Indeterminacy as to the
parties to be “directed”
Foundation
of the petition rested on the question as to who was to be “directed” to frame
the guideline and for whom the “guideline” is to be framed. Relying on Ministry of Ministry
of Justice vs. Md. Idrisur Rahman reported in 7 LG (2010) AD 17, the petitioner argued, and the court agreed, that only the
Chief Justice reserves the right to initiate an appointment process in the
highest court and government may only suggest suitable names to the Chief Justice
(p. 7). Chief Justice would propose candidates to the President and
President would appoint therefrom. President however is constitutionally
required to receive the Prime Minister’s advice. Hence, Dr Kamal Hossain claims
that the process is actually the reverse. The appointment is still being
initiated by the executive and the Chief Justice is consulted on the basis of
list of candidates provided by the executive (p. 22). Whatever be the process,
theoretically it remains unclear who is to be “guided” on the selection
criteria – President, Prime Minister or the Chief Justice? Interestingly, the
petitioner filed the writ against all – President (through the Ministry of
Law), Prime Minister (through the Principal Secretary and Cabinet Secretary)

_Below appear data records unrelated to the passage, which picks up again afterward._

PR #4836, opened 2018-02-28
Fix remaining unit tests under Python 3

robertknight:
This PR contains the two remaining fixes required for all unit tests to pass under Python 3. See commit messages for details.

Additionally it simplifies the `test-py3` make target to remove the diff-ing of actual and expected failures since there are none any longer.

The next step after this will be to resolve issues with functional tests and get them running under Python 3 on Jenkins.

### DIFF
--- a/tests/h/form_test.py
+++ b/tests/h/form_test.py
@@ -164,7 +164,7 @@ class TestToXHRResponse(object):
 @pytest.mark.usefixtures('to_xhr_response')
 class TestHandleFormSubmission(object):
 
-    def test_it_calls_validate(self, pyramid_request):
+    def test_it_calls_validate(self, pyramid_request, matchers):
         form_ = mock.Mock(spec_set=['validate'])
 
         form.handle_form_submission(pyramid_request,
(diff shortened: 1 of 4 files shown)


tests/py3-expected-failures.txt
```diff
@@ -1 +0,0 @@
-/h/tests/h/schemas/annotation_test.py:197:
```
robertknight: Only one line is being removed here even though there were two separate fixes. This is because the `form_test.py` failure was missing due to the way the error list was extracted from the test output.

tests/h/form_test.py
```diff
@@ -164,15 +164,16 @@ def test_does_not_show_flash_message_if_xhr(self, pyramid_request):
...
         form_ = mock.Mock(spec_set=['validate'])
 
         form.handle_form_submission(pyramid_request,
                                     form_,
                                     mock_callable(),
                                     mock.sentinel.on_failure)
 
-        form_.validate.assert_called_once_with(pyramid_request.POST.items())
+        post_items = matchers.iterable_with(list(pyramid_request.POST.items()))
+        form_.validate.assert_called_once_with(post_items)
```
robertknight: Note that `POST.items()` returns an iterable but `matchers.iterable_with` requires a list rather than an iterable as an argument.

The `POST` dict is in fact empty in this test, which makes this not a great test, but I left it as-is and just fixed the compat issue.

and Chief Justice (through the Registrar General of the Supreme Court). More
interestingly, none of them appeared to contest the writ (!) The petitioner
however, kept arguing that had there been some definite guidelines for the
Chief Justice in initiating the process and government in suggesting names it
would have been better (p. 7).
Bulk
of the amicus curies, Attorney General and even the Court agreed that
law making responsibility in this regard rests with the parliament as per
Article 95(2)(c) of the Constitution and the judiciary is not in a position to issue
mandamus to the parliament (p. 32). Also, in absence of any express delegation
of the law making authority from the parliament to the executive, the
government also is not in a place to frame the guideline sought (p. 30). Then
who else is to be directed? The Chief Justice? The Court however was convinced
that such an attempt would “undermine” the power of the Chief Justice (p. 40).
A Curious Ending
The Court therefore “disposed of” the
“misconceived” writ petition (p. 44) against the political executive. Yet it ended
up in “suggesting” some “eligibility criteria” to the honorable Chief Justice –
at least one of which has political implication and almost all of which are
less likely to have any practical impact on the ground. That’s where we may
think judicial activism turns into a judicial adventurism.